Wherever a line in the records contains the word "every", return that line.

──────────────────────────────

Issue #3485, opened 2026-01-05
[bug]: Hardcoded 3-second sleep in process shutdown causes slow test runs and unverified termination


Gagan202005:
### 👀 Is there an existing issue for this?

- [x] I have searched and didn't find similar issue

### 👍 Current behavior

- Process termination in Keploy uses a hardcoded 3-second sleep between graceful (SIGTERM) and forceful (SIGKILL) shutdown, causing unnecessary delays even when processes exit immediately.
- Sends SIGTERM to process/group
- **Blindly waits 3 seconds** regardless of actual process state
- Then force kills with SIGKILL
- Never verifies if graceful shutdown actually worked

**Problematic Code:**
```go
// Graceful
err = cmd.Process.Signal(syscall.SIGTERM)
if err != nil {
    logger.Warn("failed to send SIGTERM to process; falling back to kill")
}
time.Sleep(3 * time.Second)  // ⚠️ Always waits 3 seconds
// Force
return cmd.Process.Kill()
```

**Root Cause** :
The function uses an arbitrary 3-second sleep instead of:

- Checking if the process actually exited
- Waiting only as long as necessary
- Verifying termination before returning

### 👟 Steps to Replicate

- Create a simple app that exits quickly (< 500ms)
- Run keploy test with multiple test cases
- Observe 3-second pause after each test completes
- Notice total test time is dominated by these pauses

### Example : time keploy test
- 5 tests, each takes 200ms to run
- Actual test time: 1 second
- Shutdown time: 15 seconds (3s × 5)
- Total: 16 seconds (94% wasted on shutdown!)

### 💻 Operating system

Linux

### 🎲 Version

Keploy 3.1.1

### 📦 Repository

keploy

Gagan202005:
Hi @Achanandhi-M @gouravkrosx @Sarthak160,
I’ve opened PR https://github.com/keploy/keploy/pull/3486 to address this issue.
Please let me know if any changes or improvements are required.

PR #3486, opened 2026-01-05
fix: replace hardcoded 3-second sleep with smart process termination

Gagan202005:
## Description

This PR fixes slow shutdown times by replacing a hardcoded 3-second wait with a smart polling approach that checks if the process actually stopped.

## Links & References

**Closes:** #3485 

## Problem:
When Keploy stops a process, it currently:
1. Sends a stop signal (SIGTERM)
2. Waits exactly 3 seconds (no matter what)
3. Force kills the process

This means even if your app stops in 100ms, Keploy still waits 3 full seconds.

## Solution:
Now Keploy:
1. Sends stop signal
2. Checks every 100ms if process stopped
3. Returns immediately when process exits
4. Only force kills after 5 seconds if needed

## Changes Made

**Modified:** `pkg/platform/http/utils/proc_unix.go`

- Removed hardcoded 3-second sleep
- Added polling loop that checks process status every 100ms
- Process termination is now verified before returning
- Added `stopProcessDirect()` helper function for single processes
- Increased timeout from 3s to 5s (but returns early when process exits)

## Performance Improvement

**Before:**
- Fast app (exits in 200ms): Waits 3000ms = **15x slower than needed**
- 5 test runs = 15 seconds wasted on shutdowns

**After:**
- Fast app (exits in 200ms): Waits 200ms = **optimal**
- 5 test runs = ~1 second for shutdowns

## Testing

- Code compiles successfully
-  Verified polling logic works correctly
-  Timeout still kicks in for slow processes
-  Both single process and process group termination handled

- [ ] 📦 Chore
- [ ] 🍕 Feature
- [x] 🐞 Bug Fix
- [ ] 📝 Documentation Update
- [ ] 🎨 Style
- [x] 🧑‍💻 Code Refactor
- [x] ✅ Test
- [ ] 🔁 CI
- [ ] ⏩ Revert

- [x] 👍 yes

## Self Review done?
- [x] ✅ yes


Gagan202005:
hi @Achanandhi-M @Sarthak160 @gouravkrosx
please review it

Gagan202005:
Hi @officialasishkumar @amaan-bhati @gouravkrosx @Sarthak160 
please review this pr whenever you get a chance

──────────────────────────────

• _Task output_
2. Checks every 100ms if process stopped
- Added polling loop that checks process status every 100ms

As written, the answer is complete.